=== Data section ===
PR #3094, opened 2020-02-20
Minor fix to `using_allocator`

niboshi:
Follow up https://github.com/cupy/cupy/pull/3087#pullrequestreview-360104578

I feel this version (introducing `memory._set_thread_local_allocator()`) is better than `for` loop trick, but not 100% confident.

### DIFF
--- a/cupy/cuda/memory.pyx
+++ b/cupy/cuda/memory.pyx
@@ -541,6 +541,13 @@ cpdef MemoryPointer malloc_managed(size_t size):
 cdef object _current_allocator = _malloc
 cdef object _thread_local = threading.local()
 
+
+def _set_thread_local_allocator(allocator):
+    previous_allocator = getattr(_thread_local, 'allocator', None)
+    _thread_local.allocator = allocator
+    return previous_allocator
+
+
 cpdef MemoryPointer alloc(size):
     """Calls the current allocator.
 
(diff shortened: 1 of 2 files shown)


cupy/cuda/memory.pyx
```diff
@@ -541,6 +541,13 @@ cpdef MemoryPointer malloc_managed(size_t size):
 cdef object _current_allocator = _malloc
 cdef object _thread_local = threading.local()
 
+
+def _set_thread_local_allocator(allocator):
+    previous_allocator = getattr(_thread_local, 'allocator', None)
```
jakirkham: Would it make sense to split this part out into a `_get_thread_local_allocator`?

niboshi: Thanks! I agree that's better. Fixed in 4d27577a0ea1b680ae30c2b688906348e6c57c11
Also rewrote using `except AttributeError` as it's faster than `getattr`.

cupy/cuda/memory.pyx
```diff
@@ -541,6 +541,19 @@ cpdef MemoryPointer malloc_managed(size_t size):
 cdef object _current_allocator = _malloc
 cdef object _thread_local = threading.local()
 
+
+def _get_thread_local_allocator():
+    try:
+        allocator = _thread_local.allocator
+    except AttributeError:
+        allocator = _thread_local.allocator = None
```
jakirkham: Should this be modifying `_thread_local.allocator`?

niboshi: Yes, semantically the default value of `_thread_local.allocator` should be `None`.
Assiging this at the first access saves the `AttributeError` in the second and later time.

emcastillo:
Jenkins, test this please

cupy/cuda/memory.pyx
jakirkham: Yeah it feels a little weird, but I understand why it's there. Keeping it that way makes sense.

=== Exercise goal ===
Could you retype all of the entries, leaving every character unchanged?

=== Reply ===
PR #3094, opened 2020-02-20
Minor fix to `using_allocator`

niboshi:
Follow up https://github.com/cupy/cupy/pull/3087#pullrequestreview-360104578

I feel this version (introducing `memory._set_thread_local_allocator()`) is better than `for` loop trick, but not 100% confident.

### DIFF
--- a/cupy/cuda/memory.pyx
+++ b/cupy/cuda/memory.pyx
@@ -541,6 +541,13 @@ cpdef MemoryPointer malloc_managed(size_t size):
 cdef object _current_allocator = _malloc
 cdef object _thread_local = threading.local()
 
+
+def _set_thread_local_allocator(allocator):
+    previous_allocator = getattr(_thread_local, 'allocator', None)
+    _thread_local.allocator = allocator
+    return previous_allocator
+
+
 cpdef MemoryPointer alloc(size):
     """Calls the current allocator.
 
(diff shortened: 1 of 2 files shown)


cupy/cuda/memory.pyx
```diff
@@ -541,6 +541,13 @@ cpdef MemoryPointer malloc_managed(size_t size):
 cdef object _current_allocator = _malloc
 cdef object _thread_local = threading.local()
 
+
+def _set_thread_local_allocator(allocator):
+    previous_allocator = getattr(_thread_local, 'allocator', None)
```
jakirkham: Would it make sense to split this part out into a `_get_thread_local_allocator`?

niboshi: Thanks! I agree that's better. Fixed in 4d27577a0ea1b680ae30c2b688906348e6c57c11
Also rewrote using `except AttributeError` as it's faster than `getattr`.

cupy/cuda/memory.pyx
```diff
@@ -541,6 +541,19 @@ cpdef MemoryPointer malloc_managed(size_t size):
 cdef object _current_allocator = _malloc
 cdef object _thread_local = threading.local()
 
+
+def _get_thread_local_allocator():
+    try:
+        allocator = _thread_local.allocator
+    except AttributeError:
+        allocator = _thread_local.allocator = None
```
jakirkham: Should this be modifying `_thread_local.allocator`?

niboshi: Yes, semantically the default value of `_thread_local.allocator` should be `None`.
Assiging this at the first access saves the `AttributeError` in the second and later time.

emcastillo:
Jenkins, test this please

cupy/cuda/memory.pyx
jakirkham: Yeah it feels a little weird, but I understand why it's there. Keeping it that way makes sense.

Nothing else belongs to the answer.